# Stored items:
PR #2260, opened 2025-02-27
feat: Cleanup storage jobs that return 404

jachym-tousek-keboola:
Jira: https://keboola.atlassian.net/browse/PSGO-1020

**Changes:**
- Cleanup storage jobs that return 404

-----------

### DIFF
--- a/internal/pkg/service/stream/sink/type/tablesink/keboola/bridge/job.go
+++ b/internal/pkg/service/stream/sink/type/tablesink/keboola/bridge/job.go
@@ -4,6 +4,7 @@ import (
 	"context"
 	"fmt"
 	"math"
+	"net/http"
 	"strconv"
 	"time"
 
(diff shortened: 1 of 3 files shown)


jachym-tousek-keboola:
@Matovidlo The task title is "Delete job when 404/cancel received" - what did you mean by "cancel"? There is no such status for storage jobs according to https://github.com/keboola/go-client/blob/82a91f7fbb0ea18160f04f4a27545e651f0cfccf/pkg/keboola/storage_job.go#L21-L26.

internal/pkg/service/stream/sink/type/tablesink/keboola/bridge/job.go
```diff
@@ -94,17 +95,23 @@ func (b *Bridge) CleanJob(ctx context.Context, job model.Job) (err error, delete
...
-	}
-
-	attr := attribute.String("job.state", jobStatus.Status)
-	ctx = ctxattr.ContextWith(ctx, attr)
-	// Check status of storage job
-	if jobStatus.Status == keboola.StorageJobStatusProcessing || jobStatus.Status == keboola.StorageJobStatusWaiting {
-		b.logger.Debugf(ctx, "cannot remove storage job, job status: %s", jobStatus.Status)
-		return nil, false
+	jobStatus, err = api.GetStorageJobRequest(keboola.StorageJobKey{ID: keboola.StorageJobID(id)}).Send(ctx)
+	if err != nil {
```
Matovidlo, line 99: By cancel I meant context cancel. This function does not need to finish because context can be canceled.
If we remove the errGroup issue probably we don't need to change this code any further.
In case there is `errors.Is(err, context.Canceled)/ errors.Is(err , context.DeadlineExceeded)` we can do 2 things
1. Clear job to rather unblock the sink
2. Do not clear job and spend time debugging error group/ why connection times out
It would be nice to simulate for example longer downtime of some component to see this more in depth.

I would merge this simple changes and do another PR or discussion about handling timeouting connection imports or canceling contexts by error groups.

Matovidlo (approved):
LGTM, copied comment into parent issue. I expect also to solve context related issues in another PR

# Required action:
Each record must be repeated exactly as it is.

# Reply:
PR #2260, opened 2025-02-27
feat: Cleanup storage jobs that return 404

jachym-tousek-keboola:
Jira: https://keboola.atlassian.net/browse/PSGO-1020

**Changes:**
- Cleanup storage jobs that return 404

-----------

### DIFF
--- a/internal/pkg/service/stream/sink/type/tablesink/keboola/bridge/job.go
+++ b/internal/pkg/service/stream/sink/type/tablesink/keboola/bridge/job.go
@@ -4,6 +4,7 @@ import (
 	"context"
 	"fmt"
 	"math"
+	"net/http"
 	"strconv"
 	"time"
 
(diff shortened: 1 of 3 files shown)


jachym-tousek-keboola:
@Matovidlo The task title is "Delete job when 404/cancel received" - what did you mean by "cancel"? There is no such status for storage jobs according to https://github.com/keboola/go-client/blob/82a91f7fbb0ea18160f04f4a27545e651f0cfccf/pkg/keboola/storage_job.go#L21-L26.

internal/pkg/service/stream/sink/type/tablesink/keboola/bridge/job.go
```diff
@@ -94,17 +95,23 @@ func (b *Bridge) CleanJob(ctx context.Context, job model.Job) (err error, delete
...
-	}
-
-	attr := attribute.String("job.state", jobStatus.Status)
-	ctx = ctxattr.ContextWith(ctx, attr)
-	// Check status of storage job
-	if jobStatus.Status == keboola.StorageJobStatusProcessing || jobStatus.Status == keboola.StorageJobStatusWaiting {
-		b.logger.Debugf(ctx, "cannot remove storage job, job status: %s", jobStatus.Status)
-		return nil, false
+	jobStatus, err = api.GetStorageJobRequest(keboola.StorageJobKey{ID: keboola.StorageJobID(id)}).Send(ctx)
+	if err != nil {
```
Matovidlo, line 99: By cancel I meant context cancel. This function does not need to finish because context can be canceled.
If we remove the errGroup issue probably we don't need to change this code any further.
In case there is `errors.Is(err, context.Canceled)/ errors.Is(err , context.DeadlineExceeded)` we can do 2 things
1. Clear job to rather unblock the sink
2. Do not clear job and spend time debugging error group/ why connection times out
It would be nice to simulate for example longer downtime of some component to see this more in depth.

I would merge this simple changes and do another PR or discussion about handling timeouting connection imports or canceling contexts by error groups.

Matovidlo (approved):
LGTM, copied comment into parent issue. I expect also to solve context related issues in another PR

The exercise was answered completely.